PR #1871, opened 2024-04-30
Enable running `unit-tests` in GitHub workflow

smilediver:
Trying to enable running `unit-tests` in GitHub workflow.


smilediver:
Windows is hitting #1872 issue.

@halx99 Can you help me in setting up running on macOS? I can't figure out how to insert arch for the command line here: https://github.com/smilediver/axmol/blob/ade1eba39c25f3d1a3909019db4fb9cdaf3067ba/.github/workflows/build.yml#L124

And I also have no idea why Linux fails. I don't know if the path to exe is wrong or something else...

halx99:
sure

halx99:
The linux will crash due to initialize FileUtilsLinux too early before entering `main` entrypoint

halx99:
does the doctest support run tests in `main` function?

halx99:
image

smilediver:
Thanks for getting this to work!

## What you should do
Copy down the material exactly as written.

## Response for this exercise
PR #1871, opened 2024-04-30
Enable running `unit-tests` in GitHub workflow

smilediver:
Trying to enable running `unit-tests` in GitHub workflow.


smilediver:
Windows is hitting #1872 issue.

@halx99 Can you help me in setting up running on macOS? I can't figure out how to insert arch for the command line here: https://github.com/smilediver/axmol/blob/ade1eba39c25f3d1a3909019db4fb9cdaf3067ba/.github/workflows/build.yml#L124

And I also have no idea why Linux fails. I don't know if the path to exe is wrong or something else...

halx99:
sure

halx99:
The linux will crash due to initialize FileUtilsLinux too early before entering `main` entrypoint

halx99:
does the doctest support run tests in `main` function?

halx99:
image

smilediver:
Thanks for getting this to work!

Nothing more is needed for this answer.